Penanganan kasus tersebut tidak lagi bersifat rutin, tetapi telah ditingkatkan menjadi kegiatan terpadu berskala intensif. Tim gabungan bergerak simultan melalui penyisiran wilayah, penelusuran jejak pelarian, serta penguatan jaringan intelijen guna mempersempit ruang gerak para buronan.
Keberhasilan mengamankan tiga tahanan sebelumnya menjadi indikator efektivitas strategi yang diterapkan aparat. Kepolisian meyakini, dengan pola pengejaran yang semakin presisi dan terukur, para pelarian yang tersisa tinggal menunggu waktu untuk diamankan.
Kabid Humas Polda Lampung, Yuni Iswandari, menegaskan bahwa Polda Lampung memberikan dukungan penuh dalam kegiatan pengejaran tersebut.
“Ini bukan sekadar pengejaran biasa. Dengan dukungan penuh Polda Lampung, kami terus mempersempit ruang gerak para buronan. Setiap informasi sekecil apa pun langsung kami tindak lanjuti, dan tim bergerak tanpa henti di lapangan,” tegasnya, Kamis (24/2/2026).
Ia menambahkan, selain langkah penegakan hukum secara tegas, pendekatan persuasif juga dilakukan melalui penelusuran jaringan terdekat para pelaku.
“Kami tegaskan kepada para pelarian untuk segera menyerahkan diri sebelum dilakukan tindakan tegas. Kepada keluarga maupun pihak yang mengetahui keberadaan mereka, kami minta untuk kooperatif dan segera melaporkan kepada kepolisian.
Tidak ada ruang aman bagi para pelarian,” lanjutnya.
Di tengah kegiatan yang terus berjalan, Polda Lampung juga menyampaikan apresiasi kepada masyarakat atas partisipasi aktif dalam memberikan informasi, yang turut berkontribusi terhadap keberhasilan pengamanan tiga tahanan sebelumnya.
Kepolisian kembali mengimbau masyarakat untuk meningkatkan kewaspadaan. Apabila menemukan orang tidak dikenal atau mencurigakan yang diduga terkait dengan pelarian, masyarakat diminta segera melaporkan kepada pihak kepolisian terdekat.

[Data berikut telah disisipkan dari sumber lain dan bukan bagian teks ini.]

Issue #74, opened 2022-04-15
Remove Infectious in favor of Leopard only


adlerjohn:

liamsi:
Proposal: I think it would simplify the build flow, if we move the go-leopard wrapper into the rsmt2d library. 
It could still be its own module (with its own go.mod) but that way we can reference the build via LD_LIBRARY_PATH relative to the rsmt2d source root without having to install it in a more regular path (currently go-leopard aims for https://github.com/celestiaorg/go-leopard/blob/b7091fe12379ca80b59ed54b3fe9e03046a694d8/Makefile#L13).

liamsi:
In case we want to keep a go-library in here that does not require cgo, we should really move to @klauspost's. Infectious is essentially a very old version of his library augmented with forward error correction (see this [blog post](https://innovation.vivint.com/introduction-to-reed-solomon-bc264d0794f8), or simply the license and [credit](https://github.com/vivint/infectious#thanks) of the infectious lib. 
I quickly added klauspost's here and benchmarks look very promising as well: https://github.com/celestiaorg/rsmt2d/compare/klauspost?expand=1

liamsi:
Instead of removing infectious, we could create sub-packages, and making the user responsible to import/register the particular codec they want.

as @Wondertan said:
> The rsmt2d could have several subpkgs with Codec implementations, which are not registered automatically on the registry, but the user of rsmt2d could register what it needs(app). This way, old codecs would still live in the rsmt2d repo, with the app knowing nothing about them.

This could mean the user calling some "register" method. Or even just importing a certain sub-package.

rootulp:
Oops I created a duplicate issue https://github.com/celestiaorg/rsmt2d/issues/151

Proposal to close this issue because it discusses go-leopard which this repo no longer uses.

Issue #73, opened 2022-04-15
support maintained gf8 RS lib alternative


liamsi:
I think it would be worthwhile to use [this library](https://github.com/klauspost/reedsolomon) instead of [infectious](https://github.com/vivint/infectious) as a default GF8 lib. It is maintained and seems heavily optimized.

musalbas:
It's probably not as optimized as the leopard library though, which using a faster O(log(n)) FFT-based algorithm, whereas most Reed-Solomon libraries use a standard O(n^2) algorithm. We can't mix and match these libraries, because the leopard one uses a "Novel Polynomial Basis", which gives different encoding output.

liamsi:
Sure, I'm absolutely in favour of only having leopard in here if this is the only we want to use. Let's nuke infectious from the main branch entirely then.

PR #75, opened 2022-04-16
remove infectious, keep leopard only

liamsi:
ref: #73 
closes: #74


liamsi:
Converted back to draft because:
 - we can probably get rid of the leopard build tag if that is the default now anyways
 - need to ensure that the readme contains all info how to build this on all common architectures first

liamsi:
I think this can be closed as we are integrating klauspost's leopard implementation instead.

musalbas:
But why would switching to klauspost mean we shouldn't remove infectious?

Issue #72, opened 2022-04-15
Continuous repairing over the same square


Wondertan:
### What
The current state of the lib does not take into account a use case where the user executes `RepairExtendedSqaure` multiple times over the same data square slice. In such case, rsmt2d [fills with zeroes](https://github.com/celestiaorg/rsmt2d/blob/master/extendeddatacrossword.go#L86-L92) all the nill shares/chunks that are hashed on the subsequent repair preventing [sanity check](https://github.com/celestiaorg/rsmt2d/blob/9c00b79df4d4c58cbae7f14309728ce8dde0ab80/extendeddatacrossword.go#L359) to pass.

### Why
This is useful for repairing retries as new data comes from the network without doing additional copies of the square.

### How
As per @adlerjohn, the original intent to fill nil shares/chunks with zeroes was to match the library interface of the underlying codec implementations. However, we have codec wrappers/facades for each codec implementation that should independently adapt to the library interface without forcing the higher-level abstracted rsmt2d logic to match low-level APIs. 

#### TODO
- [ ] Change `Codec` interface contract to always accept nil shares instead of zeroed shares
- [ ] Investigate codec implementation libraries and their API codec; Find the difference and define which are different from the contract above
- [ ] Update local `Codec` implementation facades to match the contract above by adapting it to the underlying libraries API.

liamsi:
Decision:
 - use nils in RepairExtendedDataSquare and move the usage of zeroes to the specific codec impl when needed
 - this essentially makes the BitMask implementation and its usage obsolete

PR #76, opened 2022-04-16
Represent missing shares as nil internally

### LINKED ISSUE #71: Revert #66
#66 was based on the wrong assumption that the flattened data square slice given to `RepairExtendedDataSquare` _is not modified in place while it is_. In fact, the given slice is modified in place, and library users can and should access the repaired shares through it, so the change to make the `eds` accessible on `ErrByzantineRow/Col` is not needed anymore.

adlerjohn:
Fixes #71 #72

1. Bump Go version to 1.17
2. Fixes #71, reverting the changes made in #66 ([579abb7](https://github.com/celestiaorg/rsmt2d/pull/76/commits/579abb71c03178ac384944f5c49310185699eee1))
3. Remove bit matrix and instead simply keep `nil` shares as `nil`.
4. General cleanup and modernization (e.g. using range-based `for`s).
5. **Important**: fixed a bug where orthogonal cols/rows were never actually checked for correctness ([323f8fa](https://github.com/celestiaorg/rsmt2d/pull/76/commits/323f8fae6ad0a0208979a9f3d06b9ea27c564593)). Prior to this change, the condition to perform the check was essentially "if a share is missing and the col/row is complete" which is obviously never true; a col/row with a missing share is never complete. Fixing this exposed that the _rebuilt_ row/col was being used rather than the orthogonal col/row.


liamsi (commented):
Did a first pass and this looks very good to me! 🙌🏼  Before I approve I'll do a more thorough 2nd pass (soon).

extendeddatacrossword.go
```diff
@@ -415,10 +359,39 @@ func noMissingData(input [][]byte) bool {
 	return true
 }
 
+func numOnes(input [][]byte) int {
```
liamsi, line 362: Is this function used anywhere? If not, is there a reason to add it? Looks like we should delete it.

extendeddatacrossword.go
```diff
@@ -415,10 +359,39 @@ func noMissingData(input [][]byte) bool {
...
+	var counter int
+	for _, d := range input {
+		if d != nil {
+			counter++
+		}
+	}
+
+	return counter
+}
+
```
liamsi, line 372:
```suggestion
```

extendeddatacrossword.go
adlerjohn: Ah shoot I ported the bitmatrix functions over than forgot to remove that now-unused now 😂

infectiousRSGF8.go
```diff
@@ -19,10 +19,11 @@ func NewRSGF8Codec() *rsGF8Codec {
 	return &rsGF8Codec{make(map[int]*infectious.FEC)}
 }
 
-// Encode uses uses the infectous RSGF8 codec to encode the provided data
 func (c *rsGF8Codec) Encode(data [][]byte) ([][]byte, error) {
```
evan-forbes, line 22: why are we removing this comment?

rsmt2d_test.go
```diff
@@ -68,7 +67,84 @@ func TestEdsRepairRoundtripSimple(t *testing.T) {
...
+			err = rsmt2d.RepairExtendedDataSquare(
+				eds.RowRoots(),
+				eds.ColRoots(),
+				flattened,
+				tt.codec,
+				rsmt2d.NewDefaultTree,
+			)
+			if err != nil {
+				// Should now passing, since sufficient data.
+				t.Errorf("RepairExtendedDataSquare failed")
```
liamsi, line 145:
```suggestion
				t.Errorf("RepairExtendedDataSquare failed: %v", err)
```

rsmt2d_test.go
```diff
@@ -68,7 +67,84 @@ func TestEdsRepairRoundtripSimple(t *testing.T) {
...
+			err = rsmt2d.RepairExtendedDataSquare(
+				eds.RowRoots(),
+				eds.ColRoots(),
+				flattened,
+				tt.codec,
+				rsmt2d.NewDefaultTree,
+			)
+			if err == nil {
+				// Should fail since insufficient data.
+				t.Errorf("RepairExtendedDataSquare did not fail")
```
liamsi, line 131: nit: It would be even nicer if the test would communicate which error you are expecting here (if feasible).

liamsi (approved):
Awesome work 👏🏼

evan-forbes (approved):
wow, this is a great improvement! only one minor nit

infectiousRSGF8.go
adlerjohn: I added doctrings to the interface rather than the implementation.

rsmt2d_test.go
adlerjohn: Fixed in [6f587bc](https://github.com/celestiaorg/rsmt2d/pull/76/commits/6f587bc54aedbd39e7a2255707f2f6dcbd9e43a6)

rsmt2d_test.go
```diff
@@ -66,9 +65,86 @@ func TestEdsRepairRoundtripSimple(t *testing.T) {
...
+			err = rsmt2d.RepairExtendedDataSquare(
+				eds.RowRoots(),
+				eds.ColRoots(),
+				flattened,
+				tt.codec,
+				rsmt2d.NewDefaultTree,
+			)
+			if err == nil {
+				// Should fail since insufficient data.
+				t.Errorf("RepairExtendedDataSquare did not fail. Expected ErrUnrepairableDataSquare but got nil.")
```
liamsi, line 131: Optional: Better use the error directly instead of hard coding the string here. Also, we could assert that via errors.Is or errors.As.

liamsi: Or simply:
```suggestion
				t.Errorf("RepairExtendedDataSquare did not fail. Expected %v but got nil.", ErrUnrepairableDataSquare)
```

adlerjohn: Fixed in [5ffe833](https://github.com/celestiaorg/rsmt2d/pull/76/commits/5ffe83307d9ca2ca8af297160e42de27d89d28b9)

liamsi (approved):
(Still) excellent work :)

PR #79, opened 2022-04-25
Make repair a method on EDS

### LINKED ISSUE #77: api: rework `RepairExtendedSquare` to be `Repair` method on `ExtendedDataSquare`
This way, lib users can avoid reimporting the square repeatedly for cases where Repair has to be called multiple times.

adlerjohn:
Fixes #77

### DIFF
--- a/extendeddatacrossword.go
+++ b/extendeddatacrossword.go
@@ -52,40 +52,30 @@ func (e *ErrByzantineCol) Error() string {
 // prior to the Byzantine row or column being repaired, and the Byzantine row
 // or column prior to repair is returned in the error with missing shares as
 // nil.
-func RepairExtendedDataSquare(
-	rowRoots [][]byte,
-	colRoots [][]byte,
-	data [][]byte,
+func (eds *ExtendedDataSquare) RepairExtendedDataSquare(
 	codec Codec,
 	treeCreatorFn TreeConstructorFn,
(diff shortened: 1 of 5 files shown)


extendeddatacrossword.go
```diff
@@ -52,29 +49,13 @@ func (e *ErrByzantineCol) Error() string {
 // prior to the Byzantine row or column being repaired, and the Byzantine row
 // or column prior to repair is returned in the error with missing shares as
 // nil.
-func RepairExtendedDataSquare(
+func (eds *ExtendedDataSquare) RepairExtendedDataSquare(
```
Wondertan, line 52: Let's name it just ‘Repair’. The struct itself already mentions that it is an extended data sqaure

vgonkivs:
LGTM. Agree with @Wondertan that `Repair` is enough.

vgonkivs (approved):

extendeddatacrossword.go
adlerjohn: Fixed in [54b8499](https://github.com/celestiaorg/rsmt2d/pull/79/commits/54b8499ca6ab761069e30a7b79b4025035984db4)

Wondertan (approved):

liamsi (approved):
👌🏼

PR #81, opened 2022-04-26
Add String method for Axis.

adlerjohn:
At @Wondertan's request.

### DIFF
--- a/extendeddatacrossword.go
+++ b/extendeddatacrossword.go
@@ -36,14 +36,7 @@ type ErrByzantineData struct {
 }
 
 func (e *ErrByzantineData) Error() string {
-	switch e.Axis {
-	case Row:
-		return fmt.Sprintf("byzantine row: %d", e.Index)
-	case Col:
-		return fmt.Sprintf("byzantine column: %d", e.Index)
-	default:
-		panic(fmt.Sprintf("invalid axis: %d", e.Axis))
-	}
+	return fmt.Sprintf("byzantine %s: %d", e.Axis, e.Index)
 }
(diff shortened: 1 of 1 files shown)


Wondertan:
You can now remove the switch we introduced in last PR @adlerjohn

adlerjohn:
Don't we still need this `switch` to be able to identify which axis the error is for? The `String()` method should just be for printing out.

https://github.com/celestiaorg/rsmt2d/blob/35efa74fe884a5cbcdd90a8c410b5ffaeaa82770/extendeddatacrossword.go#L39-L46

adlerjohn:
Why remove this `switch`? It's for printing out the error.

https://github.com/celestiaorg/rsmt2d/blob/35efa74fe884a5cbcdd90a8c410b5ffaeaa82770/extendeddatacrossword.go#L39-L46

liamsi (approved):
I don't like that this and the prev. PR slightly decreased test-coverage but this lgtm but this is not blocking merging this PR. 

I also don't understand why switch in Axis.String() replaces the switch-case in ErrByzantineData.Error() as per Hlib's comment.

Wondertan:
@adlerjohn, @liamsi. The switch can be removed with:
 `return fmt.Sprintf("byzantine %s: %d", e.Axis, e.Index) `

adlerjohn:
Ah now I get it. Fixed in [609541b](https://github.com/celestiaorg/rsmt2d/pull/81/commits/609541b4cd7da14a539a8d6c27efb47170121d74)

PR #86, opened 2022-04-27
add extra build tags

evan-forbes:
without these build tags, the go compiler will sometimes complain, such as when the e2e test for tendermint is being compiled.

after merging, we will need to create a v0.5.1 release so that core can properly import this change.

### DIFF
--- a/leopard.go
+++ b/leopard.go
@@ -1,4 +1,5 @@
 //go:build leopard
+// +build leopard
 
 // Note that if the build tag leopard is used, liblibleopard.a
 // has to be present where the linker will find it.
--- a/rsmt2d_test.go
+++ b/rsmt2d_test.go
@@ -1,4 +1,5 @@
 //go:build leopard
+// +build leopard
 
 package rsmt2d_test
 


evan-forbes:
to make things more confusing, this PR seems to work fine

https://github.com/celestiaorg/celestia-core/pull/736

but when I try to use it in either of the tendermint upgrading PRs, it breaks :shrug:

adlerjohn:
Those are only needed for Go <1.17, which is unsupported in the `go.mod` and CI. There's no guarantee this library will work with Go <1.17, so there's not much point in adding those lines. Relevant: https://go.googlesource.com/proposal/+/master/design/draft-gobuild.md

Can the Tendermint CI tasks have their Go updated to 1.17 or above? I know @liamsi already updated some. Maybe your branch is outdated @evan-forbes?

evan-forbes:
ahh the docker container was using 1.16. Dang, assumed that tendermint 35 already updated to 1.17

thanks @adlerjohn!

liamsi:
Maybe we should have simply kept both type of flags until all deps and docker images updated to go 1.17.

PR #88, opened 2022-05-08
perf: check nil chunks directly to avoid copying

Wondertan:
`getCell` seems like another method that was supposed to become public but never got to it. I think so because it creates a copy of a chunk for encapsulation reasons, but It is only used internally now and in tests. This PR solves the problem that it avoids the use of `getCell` internally, thus avoiding copy internally, specifically in `...rangeMissingNoData`, which is just a helper func that should not do a copy for every chunk,

`getCell` won't be used anywhere after this PR is merged, so we should consider either removing it or publicizing it.

### DIFF
--- a/datasquare.go
+++ b/datasquare.go
@@ -231,7 +231,7 @@ func (ds *dataSquare) getColRoot(y uint) []byte {
 	return tree.Root()
 }
 
-// getCell returns a copy a single chunk at a specific cell.
+// getCell returns a copy of single chunk at a specific cell.
 func (ds *dataSquare) getCell(x uint, y uint) []byte {
 	if ds.squareRow[x][y] == nil {
 		return nil
--- a/datasquare.go
+++ b/datasquare.go
@@ -231,7 +231,7 @@ func (ds *dataSquare) getColRoot(y uint) []byte {
 	return tree.Root()
 }
 
-// getCell returns a single chunk at a specific cell.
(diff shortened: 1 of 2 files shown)


datasquare.go
```diff
@@ -231,7 +231,7 @@ func (ds *dataSquare) getColRoot(y uint) []byte {
 	return tree.Root()
 }
 
-// getCell returns a single chunk at a specific cell.
+// getCell returns a copy a single chunk at a specific cell.
```
adlerjohn, line 234:
```suggestion
// getCell returns a copy of single chunk at a specific cell.
```

adlerjohn (commented):
I would be in favor of exporting `GetCell` since there's not really any other clean way of getting the value of a cell without knowing internals.

adlerjohn:
@Wondertan are you going to export `GetCells` in this PR, or leave it to a subsequent issue?

liamsi (approved):
Change makes sense. Please follow up on @adlerjohn's comments of making getCell public.

Wondertan:
@adlerjohn, both work for me, but I think it is better to make GetCell in a separate PR, lemme make an issue for this

Wondertan:
Done https://github.com/celestiaorg/rsmt2d/issues/89

adlerjohn (approved):

PR #93, opened 2022-06-14
Cache codec and tree func.

### LINKED ISSUE #82: api: Cache codec and tree constructor in EDS after import
Importing of EDS requires a user to pass codec and tree constructor. Also, the `Repair` method requires passing these repeatedly on each repair retry, also allowing the user to change roots and codec on already imported eds. Instead, importing should cache those values and reuse them on `Repair`.

adlerjohn:
Fixes #82

Interestingly, the tree func was already cached, and the passed in tree func in `Repair` was unused.


Wondertan (approved):
Thanks. LGTM

PR #96, opened 2022-06-22
Hierarchical tests in extendeddatacrossword_test and datasquare_test

### LINKED ISSUE #51: Table-driven tests
Ref https://github.com/lazyledger/rsmt2d/pull/50#discussion_r615941444

distractedm1nd:
Adds subtests to `extendeddatacrossword_test.go` and `datasquare_test.go` - would this already be enough to close #51 ?

### DIFF
--- a/datasquare_test.go
+++ b/datasquare_test.go
@@ -9,36 +9,43 @@ import (
 )
 
 func TestNewDataSquare(t *testing.T) {
-	t.Run("1x1", func(t *testing.T) {
-		result, err := newDataSquare([][]byte{{1, 2}}, NewDefaultTree)
-		if err != nil {
-			panic(err)
-		}
-		if !reflect.DeepEqual(result.squareRow, [][][]byte{{{1, 2}}}) {
-			t.Errorf("newDataSquare failed for 1x1 square")
-		}
-	})
-	t.Run("2x2", func(t *testing.T) {
-		result, err := newDataSquare([][]byte{{1, 2}, {3, 4}, {5, 6}, {7, 8}}, NewDefaultTree)
-		if err != nil {
-			panic(err)
-		}
-		if !reflect.DeepEqual(result.squareRow, [][][]byte{{{1, 2}, {3, 4}}, {{5, 6}, {7, 8}}}) {
-			t.Errorf("newDataSquare failed for 2x2 square")
-		}
-	})
-	t.Run("InconsistentNumberOfChunks", func(t *testing.T) {
-		_, err := newDataSquare([][]byte{{1, 2}, {3, 4}, {5, 6}}, NewDefaultTree)
-		if err == nil {
-			t.Errorf("newDataSquare failed; inconsistent number of chunks accepted")
-		}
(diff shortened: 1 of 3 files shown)


extendeddatacrossword_test.go
```diff
@@ -20,139 +20,150 @@ type PseudoFraudProof struct {
...
+					}
+					corrupted.setCell(0, 0, corruptChunk)
+					err = corrupted.Repair(corrupted.getRowRoots(), corrupted.getColRoots())
+					if !errors.As(err, &byzData) || byzData.Axis != Row {
+						t.Errorf("did not return a ErrByzantineData for a bad row; got: %v", err)
+					}
+					// Construct the fraud proof
+					fraudProof := PseudoFraudProof{0, byzData.Index, byzData.Shares}
+					// Verify the fraud proof
+					// TODO in a real fraud proof, also verify Merkle proof for each non-nil share.
```
distractedm1nd, line 108: Should an issue be created out of this TODO?

adlerjohn: Hmmm. It's not really a TODO as much as it is a note. Constructing the Merkle proofs would only be possible for a subset of non-`nil` shares, and verifying them would be a lot of extra work that isn't directly related to rsmt2d.

datasquare_test.go
```diff
@@ -7,54 +7,62 @@ import (
...
+		if err == nil {
+			t.Errorf("newDataSquare failed; inconsistent number of chunks accepted")
+		}
+	})
+	t.Run("UnequalChunkSize", func(t *testing.T) {
+		_, err := newDataSquare([][]byte{{1, 2}, {3, 4}, {5, 6}, {7}}, NewDefaultTree)
+		if err == nil {
+			t.Errorf("newDataSquare failed; chunks of unequal size accepted")
+		}
+	})
```
evan-forbes, line 39: my interpretation of table driven tests would be to use a format similar to https://github.com/celestiaorg/rsmt2d/blob/d771ce746cea1dad73a475a4b2d51a311476b874/rsmt2d_test.go#L15-L27

I think this would allow us to avoid a lot of code repetition and hopefully increase readability. If all of the sub-tests in a given test cannot fit in that format, then perhaps those sub tests belong in their own test.

evan-forbes (commented):
left one comment that I think could be applied to most of the modifications here

thanks for digging into this @distractedm1nd !

datasquare_test.go
distractedm1nd: Yeah that makes a lot more sense - thanks! Will see what I can do there

adlerjohn (approved):
Looks fine to me, will defer to @liamsi for final review.

distractedm1nd:
Just needs another review

adlerjohn (commented):
merge conflict

liamsi (approved):
Merge conflict needs to be resolved. Otherwise, LGTM!

liamsi (approved):
👏🏼

PR #908, opened 2021-11-04
Improves load and candle relation + 3 bonus READMEs

DidierRLopes:
This can still be improved further, but is already an improvement.

Also allows to select an end date as @JerBouma mentioned that can be useful for someone to analyse a specific time in history.

PS: also improves 3 READMEs as a bonus :)


jmaslek:
```python
(✨) (stocks)> load amc -i 15
Loading Intraday 15min AMC stock with starting period 2021-09-06 for analysis.

(✨) (stocks)> candle
/opt/anaconda3/envs/gst/lib/python3.9/site-packages/mplfinance/_arg_validators.py:35: UserWarning: 

 ================================================================= 

   WARNING: YOU ARE PLOTTING SO MUCH DATA THAT IT MAY NOT BE
            POSSIBLE TO SEE DETAILS (Candles, Ohlc-Bars, Etc.)
   For more information see:
   - https://github.com/matplotlib/mplfinance/wiki/Plotting-Too-Much-Data
   
   TO SILENCE THIS WARNING, set `type='line'` in `mpf.plot()`
   OR set kwarg `warn_too_much_data=N` where N is an integer 
   LARGER than the number of data points you want to plot.

 ================================================================ 
  warnings.warn('\n\n ================================================================= '+
```
Idk if you want to add a warning filter?

jmaslek:
Interesting trend line
trend

DidierRLopes:
> ```python
> ```python
> (✨) (stocks)> load amc -i 15
> Loading Intraday 15min AMC stock with starting period 2021-09-06 for analysis.
> 
> (✨) (stocks)> candle
> /opt/anaconda3/envs/gst/lib/python3.9/site-packages/mplfinance/_arg_validators.py:35: UserWarning: 
> 
>  ================================================================= 
> 
>    WARNING: YOU ARE PLOTTING SO MUCH DATA THAT IT MAY NOT BE
>             POSSIBLE TO SEE DETAILS (Candles, Ohlc-Bars, Etc.)
>    For more information see:
>    - https://github.com/matplotlib/mplfinance/wiki/Plotting-Too-Much-Data
>    
>    TO SILENCE THIS WARNING, set `type='line'` in `mpf.plot()`
>    OR set kwarg `warn_too_much_data=N` where N is an integer 
>    LARGER than the number of data points you want to plot.
> 
>  ================================================================ 
>   warnings.warn('\n\n ================================================================= '+
> ```
> 
> 
>     
>       
>     
> 
>       
>     
> 
>     
>   
> Idk if you want to add a warning filter?
> ```

Can do. Was very unsure what to do there. The reason why I left it is because sometimes the plot didn't pop up and having the warning would let the user know about this.

jmaslek (commented):
To keep with your convention - shouldn't trendline_api get put into yfinance model since it relies on yfinance data.

gamestonk_terminal/stocks/stocks_helper.py
```diff
@@ -407,22 +426,18 @@ def load(
         return [s_ticker, s_start, s_interval, df_stock]
 
 
-def display_candle(s_ticker: str, s_start: datetime, plotly: bool):
-    """Shows candle plot of loaded ticker
+def display_candle(s_ticker: str, df_stock: pd.DataFrame, plotly: bool):
+    """Shows candle plot of loaded ticker. [Source: Yahoo Finance]
```
jmaslek, line 430: Could be yfinance/iex or alpha vantage....

gamestonk_terminal/stocks/stocks_helper.py
```diff
@@ -407,22 +426,18 @@ def load(
         return [s_ticker, s_start, s_interval, df_stock]
 
 
-def display_candle(s_ticker: str, s_start: datetime, plotly: bool):
-    """Shows candle plot of loaded ticker
+def display_candle(s_ticker: str, df_stock: pd.DataFrame, plotly: bool):
```
jmaslek, line 429: Also should we name poorly to something more intuitive like `interactive` (or `ion` or `it` like docker)

jmaslek:
>Was very unsure what to do there. The reason why I left it is because sometimes the plot didn't pop up and having the warning would let the user know about this.

If the plot doesn't come up then may be better to have it (or can we catch it and print something custom?  )

DidierRLopes:
> To keep with your convention - shouldn't trendline_api get put into yfinance model since it relies on yfinance data.

Yes, was being lazy to do that refactoring because the economy report relies on it 😄

DidierRLopes:
> > Was very unsure what to do there. The reason why I left it is because sometimes the plot didn't pop up and having the warning would let the user know about this.
> 
> If the plot doesn't come up then may be better to have it (or can we catch it and print something custom? )

Wasn't able to catch it :/ I tried a try-except where I did a type==line on the except, but it seems to be just an error message.

jmaslek (approved):

gamestonk_terminal/stocks/stocks_helper.py
DidierRLopes: It was actually not like that when I committed this :) There was a yf.download function within this candle function. But now I changed that, so now it makes sense to add the others

gamestonk_terminal/stocks/stocks_helper.py
DidierRLopes: Will do that

DidierRLopes:
@jmaslek should be better now!

PR #919, opened 2021-11-05
Discord Bot: Added ta context

northern-64bit:
This PR adds the technical analysis context to the discord bot.


discordbot/stocks/technical_analysis/ta_menu.py
```diff
@@ -0,0 +1,916 @@
...
+    async def sma(
+        self,
+        ctx: discord.ext.commands.Context,
+        ticker="",
+        window="",
+        offset="",
+        start="",
+        end="",
+    ):
+        """Displays chart with sma of a given stock and sends it
```
DidierRLopes, line 78: I would rephrase all these sentences to:
`"""Displays chart with simple moving average [Yahoo Finance]"""`
i.e.:
* Avoid the `and sends it`
* Be more explicit what it does so when a user does !help they know what this command does, 
* Refer to the data source between brackets []

discordbot/stocks/technical_analysis/ta_menu.py
```diff
@@ -0,0 +1,916 @@
...
+
+        Returns
+        -------
+        Sends a message to the discord user with the commands from the stocks.ta context.
+        The user can then select a reaction to trigger a command.
+        """
+
+        if cfg.DEBUG:
+            print(f"!stocks.ta {ticker}")
+
```
DidierRLopes, line 639: Doing `!stocks.ta` should generate an error saying that a ticker is required

discordbot/stocks/technical_analysis/ta_menu.py
```diff
@@ -0,0 +1,916 @@
...
+        cols_temp = []
+        cols = []
+
+        if ticker != "":
+            stock = helpers.load(ticker, datetime.now() - timedelta(days=365))
+            if stock.empty:
```
DidierRLopes, line 645: To make it simpler you can check here for stock.empty or ticker == "", and that way there's no need for an extra else

discordbot/stocks/technical_analysis/ta_menu.py
```diff
@@ -0,0 +1,916 @@
...
+                )
+
+        else:
+            text = (
+                "\nAll commands aro only available when providing a ticker with:"
+                "\n!stocks.ta <TICKER>"
+            )
+            cols.append(text)
+
+        emoji_list = ["0️⃣", "1️⃣", "2️⃣", "3️⃣", "4️⃣", "5️⃣", "6️⃣", "7️⃣", "9️⃣"]
```
DidierRLopes, line 709: Do you have anything against command number 8? 😝

discordbot/stocks/technical_analysis/ta_menu.py
```diff
@@ -0,0 +1,916 @@
...
+                                    id="front",
+                                    style=discord_components.ButtonStyle.green,
+                                    disabled=True,
+                                ),
+                            ]
+                        ]
+                        await main_message.edit(components=components)
+                        return
+
+            except asyncio.TimeoutError:
```
DidierRLopes, line 885: In case of a TimeoutError we prob should consider sending an error message? What do you think?

northern-64bit: The timeout error happens after the selected timer runs out and makes that the user no longer can press the buttons of the message. So the "error" isn't an real error or problem.

DidierRLopes: True, my point is to send a message saying that. Rather than just not allowing user to select options say: "Error timeout - you snooze you lose! 😋 "

discordbot/stocks/technical_analysis/ta_menu.py
northern-64bit: This is checked on the part with if ticker != "":, so this won't be needed to check again.

discordbot/stocks/technical_analysis/ta_menu.py
northern-64bit: Should I append it to the menu message or send a new message?

DidierRLopes: Send a new message I'd say

discordbot/stocks/technical_analysis/ta_menu.py
DidierRLopes: Screenshot 2021-11-06 at 19 08 30

The problem is me, as a user, not getting a reply for this

DidierRLopes: I should get an error saying that a ticker is necessary

discordbot/stocks/technical_analysis/recom.py
```diff
@@ -21,6 +21,11 @@ async def recom_command(ctx, ticker=""):
             ticker, "america", "", ""
         )
 
+        cols = list(recom.columns)
+        a, b = cols.index("RECOMMENDATION"), cols.index("SELL")
+        cols[b], cols[a] = cols[a], cols[b]
+        recom = recom[cols]
```
DidierRLopes, line 27: if recommended is a data frame you can do
```
recom = recom[["BUY", "NEUTRAL", "SELL", "RECOMMENDATION"]]
```
which is much easier

DidierRLopes (approved):
Good work :)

Dengan dukungan masyarakat serta kekuatan penuh aparat, pengejaran kini memasuki tahap krusial.
Polda Lampung menegaskan komitmennya untuk menuntaskan kasus ini hingga seluruh tahanan berhasil diamankan, sekaligus memastikan situasi kamtibmas tetap aman dan kondusif menjelang bulan suci Ramadan.